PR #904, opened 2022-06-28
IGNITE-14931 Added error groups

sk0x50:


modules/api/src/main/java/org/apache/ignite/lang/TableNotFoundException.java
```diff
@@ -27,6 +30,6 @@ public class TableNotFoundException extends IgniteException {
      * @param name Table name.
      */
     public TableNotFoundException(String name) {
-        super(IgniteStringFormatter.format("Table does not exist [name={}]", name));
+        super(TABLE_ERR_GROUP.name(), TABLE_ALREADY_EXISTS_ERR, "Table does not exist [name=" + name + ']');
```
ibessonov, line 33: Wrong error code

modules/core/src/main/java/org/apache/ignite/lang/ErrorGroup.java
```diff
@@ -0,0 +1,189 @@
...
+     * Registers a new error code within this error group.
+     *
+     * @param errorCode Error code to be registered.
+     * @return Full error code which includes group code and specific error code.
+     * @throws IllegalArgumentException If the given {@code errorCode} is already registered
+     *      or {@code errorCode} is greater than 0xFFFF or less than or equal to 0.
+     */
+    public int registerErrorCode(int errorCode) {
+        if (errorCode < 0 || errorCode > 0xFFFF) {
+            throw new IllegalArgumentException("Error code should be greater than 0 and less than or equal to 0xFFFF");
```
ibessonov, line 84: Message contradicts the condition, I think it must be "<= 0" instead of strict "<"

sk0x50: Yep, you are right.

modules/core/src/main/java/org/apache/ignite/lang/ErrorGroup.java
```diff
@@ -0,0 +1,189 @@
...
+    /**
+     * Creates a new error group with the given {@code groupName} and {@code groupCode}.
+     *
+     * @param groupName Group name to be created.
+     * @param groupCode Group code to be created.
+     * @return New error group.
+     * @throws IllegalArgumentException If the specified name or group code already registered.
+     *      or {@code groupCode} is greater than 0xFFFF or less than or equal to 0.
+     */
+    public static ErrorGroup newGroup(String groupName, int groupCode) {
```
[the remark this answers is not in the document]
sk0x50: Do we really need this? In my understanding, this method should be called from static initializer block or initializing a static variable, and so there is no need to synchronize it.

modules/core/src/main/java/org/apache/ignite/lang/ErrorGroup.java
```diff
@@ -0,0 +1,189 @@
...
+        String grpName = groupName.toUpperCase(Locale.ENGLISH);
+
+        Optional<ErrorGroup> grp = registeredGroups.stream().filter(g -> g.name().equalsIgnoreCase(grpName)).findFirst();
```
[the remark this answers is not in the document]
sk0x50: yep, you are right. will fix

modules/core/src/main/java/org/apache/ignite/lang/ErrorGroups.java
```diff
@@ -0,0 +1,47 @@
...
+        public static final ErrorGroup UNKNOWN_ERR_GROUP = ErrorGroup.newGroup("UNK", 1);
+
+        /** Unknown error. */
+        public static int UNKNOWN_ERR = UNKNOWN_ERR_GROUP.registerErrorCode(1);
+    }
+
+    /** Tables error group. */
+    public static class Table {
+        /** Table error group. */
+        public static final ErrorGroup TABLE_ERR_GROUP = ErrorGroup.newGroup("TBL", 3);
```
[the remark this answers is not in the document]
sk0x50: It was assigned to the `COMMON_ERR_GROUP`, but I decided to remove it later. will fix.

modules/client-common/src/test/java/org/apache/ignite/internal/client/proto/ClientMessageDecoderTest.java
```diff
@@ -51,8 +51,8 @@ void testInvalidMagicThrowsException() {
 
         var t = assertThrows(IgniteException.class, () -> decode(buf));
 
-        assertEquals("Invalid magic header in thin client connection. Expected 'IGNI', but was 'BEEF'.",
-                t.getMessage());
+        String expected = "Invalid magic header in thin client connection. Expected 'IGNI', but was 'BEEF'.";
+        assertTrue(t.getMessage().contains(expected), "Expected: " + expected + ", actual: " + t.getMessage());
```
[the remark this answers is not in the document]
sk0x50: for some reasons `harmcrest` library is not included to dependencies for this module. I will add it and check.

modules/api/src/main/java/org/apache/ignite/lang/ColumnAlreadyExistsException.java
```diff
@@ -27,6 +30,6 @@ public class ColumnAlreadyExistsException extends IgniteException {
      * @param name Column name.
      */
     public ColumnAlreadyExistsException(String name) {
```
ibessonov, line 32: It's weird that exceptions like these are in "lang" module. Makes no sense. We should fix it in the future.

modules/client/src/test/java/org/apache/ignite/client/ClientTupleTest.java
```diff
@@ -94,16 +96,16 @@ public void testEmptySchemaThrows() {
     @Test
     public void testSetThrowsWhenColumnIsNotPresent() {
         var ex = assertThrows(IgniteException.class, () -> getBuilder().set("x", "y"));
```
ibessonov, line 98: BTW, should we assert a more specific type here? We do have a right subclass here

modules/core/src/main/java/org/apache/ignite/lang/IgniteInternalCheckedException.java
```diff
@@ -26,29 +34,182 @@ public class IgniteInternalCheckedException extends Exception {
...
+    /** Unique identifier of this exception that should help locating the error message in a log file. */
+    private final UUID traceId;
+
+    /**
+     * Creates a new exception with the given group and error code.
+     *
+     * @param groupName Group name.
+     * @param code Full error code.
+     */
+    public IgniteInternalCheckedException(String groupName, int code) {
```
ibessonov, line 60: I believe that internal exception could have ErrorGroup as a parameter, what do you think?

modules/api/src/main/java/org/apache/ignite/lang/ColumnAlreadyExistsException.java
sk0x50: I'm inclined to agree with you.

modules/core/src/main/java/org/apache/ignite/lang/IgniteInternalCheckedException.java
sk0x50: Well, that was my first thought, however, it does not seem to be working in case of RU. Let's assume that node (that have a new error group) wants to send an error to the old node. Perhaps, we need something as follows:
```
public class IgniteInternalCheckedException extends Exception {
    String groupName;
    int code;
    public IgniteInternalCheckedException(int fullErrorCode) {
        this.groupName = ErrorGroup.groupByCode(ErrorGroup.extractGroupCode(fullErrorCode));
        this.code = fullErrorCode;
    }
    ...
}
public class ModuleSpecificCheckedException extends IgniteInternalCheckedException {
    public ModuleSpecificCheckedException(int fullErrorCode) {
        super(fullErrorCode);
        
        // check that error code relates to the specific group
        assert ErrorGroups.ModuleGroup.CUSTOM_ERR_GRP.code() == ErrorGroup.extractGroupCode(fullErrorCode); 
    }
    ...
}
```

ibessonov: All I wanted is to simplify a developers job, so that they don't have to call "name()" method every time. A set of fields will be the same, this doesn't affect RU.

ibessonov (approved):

## EXERCISE REQUIREMENTS
In the material above, find the lines that contain "extends" and show them.

## RESPONSE
@@ -27,6 +30,6 @@ public class TableNotFoundException extends IgniteException {
@@ -27,6 +30,6 @@ public class ColumnAlreadyExistsException extends IgniteException {
@@ -26,29 +34,182 @@ public class IgniteInternalCheckedException extends Exception {
public class IgniteInternalCheckedException extends Exception {
public class ModuleSpecificCheckedException extends IgniteInternalCheckedException {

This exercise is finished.